Last week, the U.S. announced an agreement with India allowing US to export pork to the country. This announcement comes with excitement and new possibilities to markets outside India says Maria Zieba, National Pork Producer Council’s Vice President of Affairs.

The fact that they really agreed to the standard export certificate without a lot of restrictions. That's been very exciting because we can go ahead and use that model and that template or other similar countries in Southeast Asia and the rest of the world.

Market access is important to producers. According to the NPPC, over 25 percent of pork production is exported to other markets. In 2020, the US pork industry exported $7.7 billion in pork and pork products to over 100 countries.

A lot of that was concentrated on a few key countries where we've spent a lot of time getting better market access through either free trade agreements or one-off trade agreements.

And with Iowa being the top pork producing state in the country,

It's pretty safe to say that a big portion of our exports are directly tied to Iowa production, but it's also part of a larger supply chain and we do rely heavily on both corn and soy farmers from Iowa as well who provide our great inputs for our hogs

Outside India

Having India sign the standard export certificate will help producers not only take advantage of that market but also access others.

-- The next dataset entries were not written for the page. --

PR #11513, opened 2024-06-08
Enable nullability in remaining ControlDesigner members

gpetrou:
## Proposed changes

- Enable nullability in remaining ControlDesigner members.
 ###### Microsoft Reviewers: [Open in CodeFlow](https://microsoft.github.io/open-pr/?codeflow=https://github.com/dotnet/winforms/pull/11513)

### DIFF
--- a/src/System.Windows.Forms.Design/src/System/Windows/Forms/Design/ControlDesigner.ChildSubClass.cs
+++ b/src/System.Windows.Forms.Design/src/System/Windows/Forms/Design/ControlDesigner.ChildSubClass.cs
@@ -58,7 +58,7 @@ public partial class ControlDesigner
             }
             catch (Exception ex)
             {
-                _designer.SetUnhandledException(Control.FromChildHandle(m.HWnd), ex);
+                _designer.SetUnhandledException(Control.FromChildHandle(m.HWnd)!, ex);
             }
             finally
             {
--- a/src/System.Windows.Forms.Design/src/System/Windows/Forms/Design/ControlDesigner.ChildSubClass.cs
+++ b/src/System.Windows.Forms.Design/src/System/Windows/Forms/Design/ControlDesigner.ChildSubClass.cs
@@ -58,7 +58,7 @@ public partial class ControlDesigner
             }
             catch (Exception ex)
             {
-                _designer.SetUnhandledException(Control.FromChildHandle(m.HWnd)!, ex);
+                _designer.SetUnhandledException(Control.FromChildHandle(m.HWnd), ex);
             }
             finally
             {
--- a/src/System.Windows.Forms.Design/src/System/Windows/Forms/Design/ControlDesigner.cs
+++ b/src/System.Windows.Forms.Design/src/System/Windows/Forms/Design/ControlDesigner.cs
@@ -2397,6 +2397,8 @@ public partial class ControlDesigner : ComponentDesigner
     {
         Point pt = PARAM.ToPoint(lParam);
         pt = Control.PointToScreen(pt);
+
+        // We have already checked if Parent is null before calling the method.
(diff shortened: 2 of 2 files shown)


src/System.Windows.Forms.Design/src/System/Windows/Forms/Design/ControlDesigner.cs
```diff
@@ -2312,7 +2312,7 @@ private void PaintException(PaintEventArgs e, Exception ex)
         stringFormat.Dispose();
     }
 
-    private IOverlayService OverlayService => _overlayService ??= GetService<IOverlayService>();
+    private IOverlayService? OverlayService => _overlayService ??= GetService<IOverlayService>();
```
ricardobossan, line 2315: Use TryGet pattern, to ensure non-null return values, like this:

```cs
   private IOverlayService? OverlayService
   {
       get
       {
           if (_overlayService is null)
           {
               if (TryGetService<IOverlayService>(out var service))
               {
                   _overlayService = service;
               }
           }

           return _overlayService;
       }
   }
```

gpetrou: Not sure I understand the suggestion. This is still nullable.

src/System.Windows.Forms.Design/src/System/Windows/Forms/Design/ControlDesigner.cs
```diff
@@ -2490,8 +2490,8 @@ internal void SetUnhandledException(Control owner, Exception exception)
         _thrownException = exception;
         owner ??= Control;
 
-        string[] exceptionLines = exception.StackTrace.Split('\r', '\n');
-        string typeName = owner.GetType().FullName;
+        string[] exceptionLines = exception.StackTrace!.Split('\r', '\n');
+        string typeName = owner.GetType().FullName!;
```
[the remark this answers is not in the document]
gpetrou: I doubt that these will ever be null, but I added a couple of null checks anyway.

src/System.Windows.Forms.Design/src/System/Windows/Forms/Design/ControlDesigner.cs
ricardobossan: We recommend the TryGet pattern, like TryGetService, to ensure non-null return values and maintain consistency. While the value can still be nullable, this approach standardizes our code. It’s encouraged for consistency but not mandatory.

src/System.Windows.Forms.Design/src/System/Windows/Forms/Design/ControlDesigner.ChildSubClass.cs
```diff
@@ -58,7 +58,7 @@ protected override void WndProc(ref Message m)
             }
             catch (Exception ex)
             {
-                _designer.SetUnhandledException(Control.FromChildHandle(m.HWnd), ex);
+                _designer.SetUnhandledException(Control.FromChildHandle(m.HWnd)!, ex);
```
lonitra, line 61: Looking at `SetUnhandledException` seems like it is ok for first param to be null. We should adjust the signature in that method and avoid the `!` here

src/System.Windows.Forms.Design/src/System/Windows/Forms/Design/ControlDesigner.cs
lonitra: We typically use `TryGetService<T>` if we are going to do different logic based off of whether we can get a non-null service or not. In this case, what we return is still nullable so leaving this as `GetService<T>` is acceptable.

lonitra (approved):
Thank you!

You don't want to be producing one way for one country and another way for another because that really, that really weighs down on the value and how much money you're going to get in the long run in your process.

In 2021, pork producers were able to get better access to the Philippines’ market. Currently, that is only a twelve-month fixture, but Zieba says they are trying to make that more permanent.

Our focus has been in Southeast Asia, the Philippines and making permanent share productions in the Philippines, as well as Vietnam. Those are key countries that are in dire need of pork. They've seen really high pork prices because of African swine fever, really devastating their domestic herd.

And you can’t talk about trade without looking at China. The NPPC hopes to get current tariffs on trade to China removed.

China's a big market for our exports. But unfortunately, we still see that 25% retaliatory duty, and that's what we keep pressing the Chinese government to remove for our pork products because they do need our product and it's unfortunate that we have to pay a higher tariff or tax on our pork exports.